What is required:
Within these records, how many lines hold "remaining"? Give the number alone.

Saved data entries

PR #7888, opened 2026-08-23
Fix broken manual links in README

ostrov:
The manual pages were renumbered after the Extra themes page was removed, but the README still linked to the old filenames, leaving the last ten links broken (manual/43 through manual/52). This removes the stale Extra themes entry and points the remaining links at the current filenames. Links 01-42 already match existing files and are unchanged.


sprajs:
This looks ready to close as already covered: merged #8089 renumbered the README table of contents, and the current `quattro` README contains all the replacements in this PR. I also checked the complete patch in reverse against current `quattro`; it applies cleanly, so there is no remaining hunk here to land.

PR #7891, opened 2026-08-23
Fix WoW fullscreen and focus stealing

anothaDev:
## Summary

- keep Hyprland authoritative over World of Warcraft XWayland fullscreen state
- ignore WoW background activation requests so it cannot pull users to another workspace
- add regression coverage for the exact Battle.net class/title rule

## Reproduction

Using a synthetic XWayland window with the live WoW identity (`steam_app_battlenet`, `World of Warcraft`) and the same EWMH events:

- before: client fullscreen cancellation changed internal/client state `2/2 -> 0/0`; activation changed workspace `1 -> 99`
- after: fullscreen remained `2/2`; workspace remained `1`

## Tests

- `bash test/shell.d/battlenet-test.sh`
- `luac -p default/hypr/apps/battlenet.lua`
- `bash -n test/shell.d/battlenet-test.sh`
- `shellcheck test/shell.d/battlenet-test.sh`
- live synthetic XWayland baseline/candidate verification

Broad sweep: 184/187 available shell tests passed. The remaining failures either reproduce on upstream or require the unavailable `omarchy-pkgs` checkout: `launch-about-test.sh` (reproduced on clean `upstream/quattro`), `snapper-test.sh`, and `unowned-system-paths-test.sh`; `config-test.sh` was excluded for the same missing checkout.

### DIFF
--- a/default/hypr/apps/battlenet.lua
+++ b/default/hypr/apps/battlenet.lua
@@ -14,3 +14,9 @@ o.window({ class = "^steam_app_battlenet$", title = "^Battle\\.net Setup$" }, {
   no_blur = true,
   no_shadow = true,
 })
+
+-- Keep Hyprland in charge of WoW's fullscreen state and ignore background activation requests.
+o.window({ class = "^steam_app_battlenet$", title = "^World of Warcraft$", xwayland = true }, {
+  focus_on_activate = false,
+  suppress_event = "fullscreen maximize",
+})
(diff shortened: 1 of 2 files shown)


anothaDev:
Closing this because the change is an overly specific per-game workaround at the Omarchy layer. The underlying behavior needs a generic XWayland fullscreen investigation in Hyprland rather than a World of Warcraft rule in distro defaults. Sorry for the noise.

Result below:
3